Gene, anzi Eugenio: avresti mai immaginato una roba simile nella Romagna tua?
«Io sono nato a Fidenza, sono parmigiano ma ormai vivo qui a Faenza da anni e la Romagna è un guscio che sento mio. Stasera sono a Portogruaro per andare in scena a teatro con il Movimento del nulla, la pièce con cui sono i tour. Ma il cuore è a Faenza».

Come hai vissuto quegli attimi di terrore?
«Male. Il giorno della grande alluvione mi trovavo a Roma per lavoro quando è arrivata la segnalazione che il quartiere vicino a casa nostra, a Faenza, si stava allagando. Ero a Roma negli studi di Quarta Repubblica e non riuscivo a comunicare bene con mia moglie, i telefoni prendevano male. Per fortuna lei ha avuto la freddezza di recuperare le bambine e portarle via, dai nonni».

La paura e l’ignoto: sensazione terrificante?
«Una sensazione pazzesca. L’inondazione del fiume Lamone, quando sono tornato a Faenza, era arrivato a sei metri. Grazie al cielo, l’acqua si è fermata e in casa abbiamo avuto danni lievi. Ho amici qui a Faenza che hanno perso tutte le cose più care che avevano».

E adesso?
«Quando diciamo che questa regione non è abituata a chiedere, ma a rimboccarsi le maniche è vero, però mai come in questo momento siamo soli, non ce la possiamo fare. Abbiamo un disperato bisogna di aiuto».

È stato fatto tutto il possibile da chi aveva le competenze alla salvaguardia idrogeologica?
«Non è il tempo delle polemiche ma dico questo: Bonaccini, che stimo, sarebbe un ottimo commissario per affrontare questa emergenza ma se mettono uno migliore di Stefano, ben venga. Qui c’è bisogno di un fuoriclasse dell’emergenza, Bonaccini o un altro».

Gli angeli, seppur del fango, esistono, vero?
«Sono ragazzi fantastici, arrivano da ogni angolo d’Italia, alla sera distrutti bevono un bicchiere di vino con noi, ci danno calore.

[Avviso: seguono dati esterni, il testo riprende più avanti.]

PR #117, opened 2022-04-13
non-radiative workflow

jmmshn:
# Nonradiative workflow


src/atomate2/vasp/schemas/defect.py
```diff
@@ -0,0 +1,377 @@
...
+        None, description="The energies of the defect (supercell) in charge state (q2)."
+    )
+
+    distorted_calcs_dirs: List[List[str]] = Field(
+        None,
+        description="Directories of distorted calculations, stored as seperate lists for each charge state",
+    )
+
+    @classmethod
+    def from_distorted_calcs(
```
utf, line 186: As mentioned above, it will be more efficient to specify the information you actually need. Which to me looks like just the structure, energy and directory. I'd also add the uuids for easier book keeping.

src/atomate2/vasp/sets/defect.py
```diff
@@ -0,0 +1,59 @@
...
+
+
+@dataclass
+class AtomicRelaxSetGenerator(VaspInputSetGenerator):
+    """Class to generate VASP atom-only relaxation input sets."""
+
+    def __post_init__(self):
+        """Initialize the class."""
+        super().__post_init__()
+        self.use_structure_charge = True
```
utf, line 18: You don't need to do all of this. Can just set the class attribute directory. E.g.,

```suggestion
        use_structure_charge: bool = True
```

utf (commented):
Thanks for this @jmmshn. It's looking in a really nice state. I have a few edits but hopefully they should all be quick!

src/atomate2/vasp/flows/defect.py
```diff
@@ -0,0 +1,214 @@
...
+            static_maker=self.static_maker,
+            prev_vasp_dir=dir2,
+            add_name=f"q={charge_state2}",
+        )
+
+        deformations1.append_name(f" q={charge_state1}")
+        deformations2.append_name(f" q={charge_state2}")
+
+        ccd_job = get_ccd_from_task_docs(
+            deformations1.output, deformations2.output, struct1, struct2
```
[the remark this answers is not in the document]
jmmshn: Is cluster-side performance ever going to be a bottle-neck?
I think doing it this way allow for one extra layer of validations and a bit more clear code.

src/atomate2/vasp/jobs/defect.py
```diff
@@ -0,0 +1,164 @@
...
+
+    Parameters
+    ----------
+    ref : pymatgen.core.structure.Structure
+        pymatgen structure corresponding to the ground (final) state
+    distorted : pymatgen.core.structure.Structure
+        pymatgen structure corresponding to the excited (initial) state
+    static_maker : atomate2.vasp.jobs.core.StaticMaker
+        StaticMaker object
+    distortions : tuple
```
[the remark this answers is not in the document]
jmmshn: The distortion is given as a percentage of the distance between the relaxed states.

src/atomate2/vasp/jobs/defect.py
```diff
@@ -0,0 +1,164 @@
...
+        cur_dir = Path.cwd()
+        fd_doc = FiniteDiffDocument.from_directory(cur_dir)
+        gzip_files(cur_dir, force=True)
+        return fd_doc
+
+    def update_incar(self):
+        """Update the INCAR."""
+        incar = Incar.from_file("INCAR")
+        incar.update({"ALGO": "None", "NSW": 0, "LWAVE": False, "LWSWQ": True})
+        incar.write_file("INCAR")
```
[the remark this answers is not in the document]
jmmshn: Done

src/atomate2/vasp/schemas/defect.py
```diff
@@ -0,0 +1,377 @@
...
+__all__ = ["CCDDocument", "WSWQDocument", "FiniteDiffDocument"]
+
+
+class WSWQDocument(BaseModel):
+    """WSWQ document schema."""
+
+    nspin: int = Field(None, description="Number of spins channels")
+    nkpoints: int = Field(None, description="Number of k-points")
+    nbands: int = Field(None, description="Number of bands")
+    data: List[List[List[List[float]]]] = Field(
```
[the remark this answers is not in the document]
jmmshn: Since I'm always calculating rates I don't see a need for the phase information for now. So I'm just gonna do the absolute value.

src/atomate2/vasp/sets/defect.py
jmmshn: oops yeah this had other logic in it before.

src/atomate2/vasp/jobs/defect.py
```diff
@@ -0,0 +1,155 @@
...
+    static_maker.make(ref)
+
+    distorted_structures = ref.interpolate(distorted, nimages=sorted(distortions))
+    # add all the distorted structures
+    for i, d_struct in enumerate(distorted_structures):
+        static_job = static_maker.make(d_struct, prev_vasp_dir=prev_vasp_dir)
+        suffix = f" {i+1}" if add_name == "" else f" {add_name} {i}"
+        static_job.append_name(f"{suffix}")
+        jobs.append(static_job)
+        outputs.append(static_job.output)
```
utf, line 67: Similar to what I did in the electron phonon workflow, can you also add some metadata that will get written to a json file that includes the distortion value, charge state, and reference structure? Any json files will automatically get parsed by the TaskDocument and they're always useful to have in the database later on.

E.g., see what I did here: https://github.com/materialsproject/atomate2/blob/525d0ff78e880fc9c17aa8a9597ba810444681e2/src/atomate2/vasp/jobs/elph.py#L167-L178

Using the `update_maker_kwargs` is necessary in case someone uses a flow maker instead of a job maker for the static calculations, even if the static calculation is a job in this version of the workflow. One reason for this could be you want to do a gamma point only calculation first and then 2x2x2 afterwards. All you'd need to do is replace the `static_maker` with a flow maker and nothing else in the workflow has to change.

src/atomate2/vasp/schemas/defect.py
```diff
@@ -0,0 +1,379 @@
...
+        WSWQDocument
+            WSWQDocument object.
+        """
+        # TODO make the pymatgen code automatically determine if the object is complex or absolute value
+        data = np.abs(wswq.data)
+        return cls(
+            nspin=wswq.nspin,
+            nkpoints=wswq.nkpoints,
+            nbands=wswq.nbands,
+            data=data.tolist(),
```
utf, line 87: Ah, because you renamed matrix_elements to data this will fail. I'm happy for you to rename data back to matrix elements to make this simpler and match the attributes in the pymatgen class!

src/atomate2/vasp/flows/defect.py
```diff
@@ -0,0 +1,224 @@
...
+from atomate2.vasp.schemas.defect import CCDDocument
+from atomate2.vasp.sets.core import StaticSetGenerator
+from atomate2.vasp.sets.defect import AtomicRelaxSetGenerator
+
+logger = logging.getLogger(__name__)
+
+
+DEFAULT_DISTORTIONS = (-1, -0.15, -0.1, -0.05, 0, 0.05, 0.1, 0.15, 1)
+
+DEFECT_RELAX_GENERATOR = AtomicRelaxSetGenerator(use_structure_charge=True)
```
utf, line 28: You can remove the use_structure_charge here because its specified in the input set itself.

src/atomate2/vasp/sets/defect.py
```diff
@@ -0,0 +1,56 @@
...
+            A dictionary of updates to apply.
+        """
+        return {
+            "IBRION": 2,
+            "ISIF": 2,
+            "EDIFFG": -0.05,
+            "LREAL": False,
+            "NSW": 99,
+            "LCHARG": False,
+            "ENCUT": 700,
```
utf, line 53: Do we want to drop this down to 500?

tests/vasp/flows/test_defect.py
```diff
@@ -0,0 +1,126 @@
...
+    mock_vasp(ref_paths, fake_run_vasp_kwargs)
+
+    si_defect = Structure.from_file(
+        test_dir / "vasp" / "Si_config_coord" / "relax_q1" / "inputs" / "POSCAR"
+    )
+    INCAR_UPDATES = {
+        "KSPACING": 1,
+    }
+
+    def update_calc_settings(flow):
```
utf, line 104: Why do you need this additional function? Why not just use `update_user_incar_settings(flow, incar_updates=INCAR_UPDATES)` directly?

utf (commented):
Hey, some more little bits I noticed

src/atomate2/vasp/flows/defect.py
jmmshn: I just wantted to be explicit here incase anything upstream changes since this is the most important setting

src/atomate2/vasp/flows/defect.py
```diff
@@ -0,0 +1,224 @@
...
+DEFECT_STATIC_GENERATOR = StaticSetGenerator(
+    user_incar_settings={
```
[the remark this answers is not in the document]
jmmshn: done

src/atomate2/vasp/flows/defect.py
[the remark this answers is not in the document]
jmmshn: Oh OK, that make sense I forgot the other files!
I'll make these changes

src/atomate2/vasp/flows/defect.py
```diff
@@ -0,0 +1,224 @@
...
+    charges
+        A list of charges on the structure
+
+    Returns
+    -------
+    dict
+        A dictionary with the two structures with the charge states added.
+
+    """
+    structs_out = [structure.copy() for _ in charges]
```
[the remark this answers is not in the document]
jmmshn: but that might be confusing for people looking at this.
I think we should have the decorated function and undecorated function look similar whenever possible.

src/atomate2/vasp/flows/defect.py
```diff
@@ -0,0 +1,224 @@
...
+        ----------
+        structure
+            A structure.
+        charge_state1
+            The reference charge state of the defect.
+        charge_state2
+            The excited charge state of the defect
+
+        """
+        name = f"{self.name}: {structure.formula}({charge_state1}-{charge_state2})"
```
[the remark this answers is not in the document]
jmmshn: oops, done

src/atomate2/vasp/jobs/defect.py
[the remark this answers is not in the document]
utf: Oh I just mean in the docstring

jmmshn:
The serialization problems are resolved but requires a new `pymatgen` release with this PR: https://github.com/materialsproject/pymatgen/pull/2501

I think the only thing that remains is the psuedo potential stuff for the tests.

src/atomate2/vasp/flows/defect.py
```diff
@@ -0,0 +1,224 @@
...
+        flow = self.ccd_maker.make(
+            structure=structure,
+            charge_state1=charge_state1,
+            charge_state2=charge_state2,
+        )
+        ccd: CCDDocument = flow.output
+
+        dirs0 = ccd.distorted_calcs_dirs[0]
+        dirs1 = ccd.distorted_calcs_dirs[1]
+        mid_index0 = len(self.ccd_maker.distortions) // 2
```
utf, line 229: I think it could be nice to store the undistorted index in the CCDDocument itself. Might be useful later on and then you could use it directly here?

src/atomate2/vasp/jobs/defect.py
```diff
@@ -0,0 +1,182 @@
...
+    outputs = []
+
+    # add the static job for the reference structure
+    static_maker.make(ref)
+
+    distorted_structures = ref.interpolate(distorted, nimages=sorted(distortions))
+    # add all the distorted structures
+    for i, d_struct in enumerate(distorted_structures):
+        static_job = static_maker.make(d_struct, prev_vasp_dir=prev_vasp_dir)
+        suffix = f" {i+1}" if add_name == "" else f" {add_name} {i}"
```
utf, line 75: Any reason why one is `i+1` and the other is just `i`?

src/atomate2/vasp/flows/defect.py
```diff
@@ -0,0 +1,247 @@
...
+
+        Parameters
+        ----------
+        structure
+            A structure.
+        charge_state1
+            The reference charge state of the defect.
+        charge_state2
+            The excited charge state of the defect
+
```
utf, line 208: Can remove this blank line at the end of the docstring.

src/atomate2/vasp/schemas/defect.py
```diff
@@ -0,0 +1,357 @@
...
+        cls, directory: str | Path, **kwargs
+    ) -> FiniteDifferenceDocument:
+        """
+        Read the FintieDiff file.
+
+        Parameters
+        ----------
+        directory : str | Path
+            Path to the FintieDiff directory.
+        ref_dir : str
```
utf, line 48: This docstring doesn't match the function signature.

src/atomate2/vasp/jobs/defect.py
```diff
@@ -0,0 +1,182 @@
...
+        static_job.append_name(f"{suffix}")
```
utf, line 76: Similar to what I did in the electron phonon workflow, can you also add some metadata that will get written to a json file that includes the distortion value, charge state, and reference structure? Any json files will automatically get parsed by the TaskDocument and they're always useful to have in the database later on.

Dovrebbero far loro un monumento”.


Ti è tornata, nelle ultime ore, un po’ la voglia di pensare a cose lievi, alla leggerezza, alla satira, al sorriso?
«L’altra sera, insieme a Giacobazzi, abbiamo organizzato una serata per raccogliere fondi. Lo farei ogni sera».

Nella tua ultima pièce teatrale hai lanciato il Movimento del Nulla: di che si tratta?
«È un monologo dai contorni comici ma che riguarda assolutamente i politici visto che il sottotitolo è: “Non manterremo le promesse, ma noi ve lo diciamo prima”».

 

È una provocazione geniale...
«Mica tanto provocazione. È la discesa in campo di un movimento nuovo che porterà gli italiani finalmente a tornare a votare, visto che ormai non lo fanno più da tempo, e porterà persone come Meloni, Salvini, Schlein, Renzi, Calenda e Conte a trovarsi un lavoro vero, perché noi li spazzeremo».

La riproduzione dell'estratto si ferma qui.